During the 90s, when I was tracking the IT services market, there was a continuous blurring of roles and activity between Management Consulting firms, Strategy firms, and good ole’ IT services firms. IBM had IBM Consulting, CSC had CSC Index, EDS bought A.T. Kearney— throw in a few strong boutiques, and they all competed against McKinsey, Booz Allen and Bain. It got really wild during the dotcom run-up toward the late 90s, as web 1.0 approached because a lot of these guys left the security of these large firms to run start-ups. Looking back, there was one reason these guys made good candidates to run web startups– they spoke the CEO’s language. They could persuade and convince a board room to make a “bet your business” proposition. Now luckily, not a lot of F500 CEOs made decisions they couldn’t undo based on dotcom disasters, and most of the well-healed consultants went back to their high billable rate profession after the bubble had burst.
I’m writing about this today because I’ve participated recently in two events on adoption on Enterprise 2.0. One was a live event in NY which drew mostly a financial services audience and one was a webinar with approximately 50 callers participating.
Today, I’m writing from my room at the Ritz-Carlton hotel in Naples, Florida (pictured left) where I’m about to attend a few social events with CEOs who are looking for answers about this new wave of Internet disruption or opportunity– as the case may be. I promised not to flack here about BSG, but we did make a terrific acquisition this week which gives us the privilege of bringing this story to the executive suite of some of the most well known brands in the world. You can read about goings on at BSG on a blog I’ve started here. I have to admit, frankly, the chance to evangelize on the next generation web to customers like American Airlines, British Telecom, Deutsche Bank, DaimlerChrysler, DuPont, ING Bank, Johnson & Johnson, Marriott, Merck, Pfizer, Rolls Royce, Royal Bank, and Shell gives me goosebumps– even in the hot Florida sun.
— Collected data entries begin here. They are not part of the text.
PR #214, opened 2022-02-01
dockerclient: tighten up cleanup logic

nalind:
When cleaning up at the end of a build, instead of iterating through stages and running their cleanup logic in whatever order a map of the stages gives them to us, run through them in the exact reverse of the order in which they were executed.

Reorder the cleanups done for each stage so that if the stage's result was committed to create an image, we try to remove that image before removing the stage's container, and if that container was based on a scratch image, we remove the scratch image after removing the container.

Removing an image produced from an intermediate stage will fail if that stage's image is an ancestor of the final image, so ignore errors we encounter while trying to remove those images.  Treat every other error we encounter while trying to remove a container or an image during conformance tests as a failure in the test.

### DIFF
--- a/dockerclient/client.go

Even though we speak a lot in the blogosphere about the user-generated, collaborative, self-service benefits of social media and enterprise 2.0 technologies– the radical, cultural, enterprise-wide transformation we’re looking for is going to have to come from the top of what are still hierarchical organizations. And for that discussion to begin, the best tool we have today, may be the same tool that has worked for decades– the golf ball.